_Required work_
Give every line of the material again, exactly as written.

(Material for the task Opens)

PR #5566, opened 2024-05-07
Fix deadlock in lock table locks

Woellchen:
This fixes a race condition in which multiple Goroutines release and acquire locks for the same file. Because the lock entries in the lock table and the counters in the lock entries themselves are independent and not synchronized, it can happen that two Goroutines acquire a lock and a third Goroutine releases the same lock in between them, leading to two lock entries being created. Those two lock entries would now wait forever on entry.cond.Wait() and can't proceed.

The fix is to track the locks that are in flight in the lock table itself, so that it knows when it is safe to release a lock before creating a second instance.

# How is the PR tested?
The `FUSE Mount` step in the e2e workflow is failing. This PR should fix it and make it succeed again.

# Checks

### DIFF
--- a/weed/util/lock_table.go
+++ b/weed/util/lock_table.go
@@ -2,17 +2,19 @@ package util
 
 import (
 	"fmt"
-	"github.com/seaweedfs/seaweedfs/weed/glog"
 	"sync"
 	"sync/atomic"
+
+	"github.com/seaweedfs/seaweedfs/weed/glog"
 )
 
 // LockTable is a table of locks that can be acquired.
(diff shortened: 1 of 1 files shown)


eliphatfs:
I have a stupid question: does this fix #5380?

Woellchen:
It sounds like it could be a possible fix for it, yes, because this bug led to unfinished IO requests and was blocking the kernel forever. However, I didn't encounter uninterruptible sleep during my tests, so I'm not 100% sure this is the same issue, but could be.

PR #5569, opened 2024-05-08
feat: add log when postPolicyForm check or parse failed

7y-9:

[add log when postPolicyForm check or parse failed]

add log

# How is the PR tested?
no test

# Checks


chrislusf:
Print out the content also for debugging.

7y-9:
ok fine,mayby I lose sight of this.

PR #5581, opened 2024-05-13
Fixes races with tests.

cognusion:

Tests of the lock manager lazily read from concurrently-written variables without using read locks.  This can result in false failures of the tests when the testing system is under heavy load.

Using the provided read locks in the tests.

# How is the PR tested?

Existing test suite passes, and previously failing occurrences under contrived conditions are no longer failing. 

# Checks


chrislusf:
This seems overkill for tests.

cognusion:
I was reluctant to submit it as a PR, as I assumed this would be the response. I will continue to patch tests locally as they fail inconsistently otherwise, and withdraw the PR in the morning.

(Material for the task Closes)

_Answer space_
PR #5566, opened 2024-05-07
Fix deadlock in lock table locks

Woellchen:
This fixes a race condition in which multiple Goroutines release and acquire locks for the same file. Because the lock entries in the lock table and the counters in the lock entries themselves are independent and not synchronized, it can happen that two Goroutines acquire a lock and a third Goroutine releases the same lock in between them, leading to two lock entries being created. Those two lock entries would now wait forever on entry.cond.Wait() and can't proceed.

The fix is to track the locks that are in flight in the lock table itself, so that it knows when it is safe to release a lock before creating a second instance.

# How is the PR tested?
The `FUSE Mount` step in the e2e workflow is failing. This PR should fix it and make it succeed again.

# Checks

### DIFF
--- a/weed/util/lock_table.go
+++ b/weed/util/lock_table.go
@@ -2,17 +2,19 @@ package util
 
 import (
 	"fmt"
-	"github.com/seaweedfs/seaweedfs/weed/glog"
 	"sync"
 	"sync/atomic"
+
+	"github.com/seaweedfs/seaweedfs/weed/glog"
 )
 
 // LockTable is a table of locks that can be acquired.
(diff shortened: 1 of 1 files shown)


eliphatfs:
I have a stupid question: does this fix #5380?

Woellchen:
It sounds like it could be a possible fix for it, yes, because this bug led to unfinished IO requests and was blocking the kernel forever. However, I didn't encounter uninterruptible sleep during my tests, so I'm not 100% sure this is the same issue, but could be.

PR #5569, opened 2024-05-08
feat: add log when postPolicyForm check or parse failed

7y-9:

[add log when postPolicyForm check or parse failed]

add log

# How is the PR tested?
no test

# Checks


chrislusf:
Print out the content also for debugging.

7y-9:
ok fine,mayby I lose sight of this.

PR #5581, opened 2024-05-13
Fixes races with tests.

cognusion:

Tests of the lock manager lazily read from concurrently-written variables without using read locks.  This can result in false failures of the tests when the testing system is under heavy load.

Using the provided read locks in the tests.

# How is the PR tested?

Existing test suite passes, and previously failing occurrences under contrived conditions are no longer failing. 

# Checks


chrislusf:
This seems overkill for tests.

cognusion:
I was reluctant to submit it as a PR, as I assumed this would be the response. I will continue to patch tests locally as they fail inconsistently otherwise, and withdraw the PR in the morning.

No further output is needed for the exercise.